闲时匿

我志不在此。

每到春夏,学校都要死一批猫。你看草里横歪着的,都是未来的尸体。
所幸她们能生,死了一批,还会有新的补上。又因为交配来去总是那么几种毛色,所以一代一代,都可相似它们的祖先。

我刚入学的时候不懂事,喜欢过一只猫。

要怪她太漂亮,还怪她风情,看我孤伶异乡人,就款款过来用头磨蹭我的小腿。绒软的细毛撩在还裸露的皮肤上,咪呜咕噜一声。

这很要命。我之前未受过美人恩。

而她三色,花纹在雪白的绒毛上嵌得恰到好处,腰肢细软,肉垫粉嫩,叫声含情。

我脑子充血,色令智昏,登时冲去食堂卖白煮蛋的窗口,剥了蛋黄供在她脚下,诚惶诚恐希望她喜欢。不料她刚吃饱,就眯起眼睛一笑,舌尖无辜又乖巧地舔了舔我的手。

很痒。和人接吻也就是这样了——心里痒。

我给她起了个十分没品的名字,花魁。大概心里知道她的爱不是给我一个人的,可又足够我受用。

大三的时候,我在同样的地方见到了她的孩子。
这时她死去已一年半,无处可循。一只三花踮着脚向我走过来。她比花魁丰润,又比花魁闹腾,尾巴掐架里折了大半,圆滚滚的屁股上一只兔子似的尾巴根。

我立即半跪在地上,呼唤她,过来,花魁的孩子,请求你,过来吧。

我亲爱的,来爱一爱我,蹭我的手,蹭我的腿,像你的母亲,或者祖母,
救我于水火和噩梦。

一代一代的圈养让她们越来越不怕人。她懒洋洋地绕着我审视了一圈,被我四处寻找着抚摸脊背之后,索性一歪身子,横躺在我的脚背上,给我看她的肚皮。

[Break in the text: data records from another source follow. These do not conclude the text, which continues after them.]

PR #813, opened 2026-08-09
fix(daemon): make the ws timing knobs per-Daemon fields so eviction tests hold under -race

victorarias:
## What

Follow-up queued by #810: the eviction tests it added overrode the package vars `wsWriteTimeout`, `wsPingInterval`, and `wsPingTimeout` around a running daemon, and restored them in a test `Cleanup`. The ping loop read its pong deadline on every iteration, so the restore raced the loop's reads under the race detector (`go test -race -run TestUnansweredPingIsAnEvictionOnlyWhenTheDaemonOwesTheClient ./internal/daemon` failed 2/2). The write-stall test had the same shape.

## How

The three knobs are now per-`Daemon` fields; 0 resolves to the shipped defaults (`defaultWSWriteTimeout` 10s, `defaultWSPingInterval` 30s, `defaultWSPingTimeout` 10s) through small resolver methods. `wsWritePump` and `wsPingLoop` capture the resolved values **once at start** — the capture is the load-bearing part, not the field move: with per-iteration reads, a mid-test write would still race a live loop. Now an override is only observed by pumps/loops that start after it, an ordering the tests already establish by setting the field before dialing the connection under test.

The mid-test "back to shipped keepalive" step in the unanswered-ping test becomes a plain field reset to 0 before the third connection dials; the two dropped clients' ping loops captured their pacing at start, so that write races nothing.

## Verified

- `go test -race -count=2 ./internal/daemon -run 'TestEvictedClient|TestWriteStall|TestUnansweredPing|TestEvictionMemory'` — green (the unanswered-ping repro failed 2/2 before).
- Full `go test ./internal/daemon` — green.
- No live verification: pure test-infrastructure refactor of timing-knob plumbing, fully covered by the package's own tests; production behavior is byte-identical (defaults resolve to the same constants).

### DIFF
--- a/changelog.d/dizzy-gecko-ws-timing-knobs-race.yaml
+++ b/changelog.d/dizzy-gecko-ws-timing-knobs-race.yaml
@@ -1,0 +1,8 @@
+kind: internal
+area: daemon
+change: >
+  Moves the WebSocket test timing knobs (write timeout, keepalive ping
+  interval and pong deadline) from package vars to per-Daemon fields resolved
+  once at pump/loop start, so the eviction tests from the silent-eviction fix
+  hold under the race detector. Zero means the shipped defaults; only tests
+  set the fields, before the connection under test is dialed.
--- a/internal/daemon/daemon.go
+++ b/internal/daemon/daemon.go
@@ -129,25 +129,25 @@ type Daemon struct {
 	wsWriteTimeout time.Duration
 	wsPingInterval time.Duration
 	wsPingTimeout  time.Duration
-	listener               net.Listener
-	httpServer             *http.Server
-	httpListener           net.Listener // bound synchronously in Start(); a failure there is fatal
-	httpHandler            http.Handler
-	diagServer             *diag.Server // opt-in loopback pprof/expvar; nil unless ATTN_PPROF set
-	wsHub                  *wsHub
-	done                   chan struct{}
-	logger                 *logging.Logger
-	debugLogging           bool // cached DEBUG>=debug; gates per-chunk PTY hot-path logs
-	ghRegistry             *github.ClientRegistry
-	hubManager             *hub.Manager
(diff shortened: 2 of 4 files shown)


figgyster (approved):
Reviewed the whole case file, not just the diff. This is the exact follow-up I flagged on #810: the eviction tests restored package vars `wsWriteTimeout`/`wsPingInterval`/`wsPingTimeout` in a test Cleanup while daemon loops outlived the test sync — the ping loop read its pong deadline every iteration, so the restore raced the reads under -race (failed 2/2). The shape is right, and the capture is the load-bearing part: `wsWritePump` and `wsPingLoop` resolve the fields once at start, so an override is only observable by a pump that starts after it. The mid-test "back to shipped keepalive" step becomes a field reset to 0, and the two dropped clients' loops keep their captured pacing — nothing left to race.

Verified on the box:
- The exact repro (`go test -race -count=2 ./internal/daemon -run 'TestEvictedClient|TestWriteStall|TestUnansweredPing|TestEvictionMemory'`) — green, 8.7s. Was 2/2 red before this.
- Full `go test ./internal/daemon` — green, 98.6s. (Needed `-buildvcs=false` for the container's git ownership noise; the two E2E failures without it were VCS-stamping build errors, not code.)
- Defaults resolve to the same constants — 10s write, 30s ping, 10s pong — diffed against the old vars, production behavior byte-identical as claimed.
- No straggler references to the old package vars anywhere in the tree; `git diff --check` clean; changelog fragment matches convention.
- The follow-up gofmt commit (4a8d5f4) is whitespace-only — `git diff -w` is empty, so every receipt above holds on the actual head.
- CI green all the way down: daemon, changes, changelog, bench A/B, both Linux daemon tuples.

This closes the #810 ledger's last open line — the race-y knobs are per-Daemon fields now, and the repo's "-race is load-bearing" discipline holds again. Approving on head.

——我摸过一次花魁的肚皮,胆战心惊。那时我还不知道要怎样去讨好一只猫。只能把手往肋骨下面试探,越过的地方毛渐稀少,越往下,就越像陷入一个温柔陷阱,手指黏着在微微起伏的赤裸肉质,我像被关在郡主的铁牢笼里,周遭无光,却可听见呼吸心跳,充斥我所有认知。

花魁的孩子近来也少见到,我常玩耍的一只狸花猫,今天终于也病了。

我隔着玻璃门,看见她奄奄地缩在阳台上,抱成微小的一团。她要死了,我立刻就肯定,她的骨头从皮毛里瘦出来。

她要死了,我也要死了。死亡都该发生在春天。万物苏醒,生命守恒。有死亡才好有新生。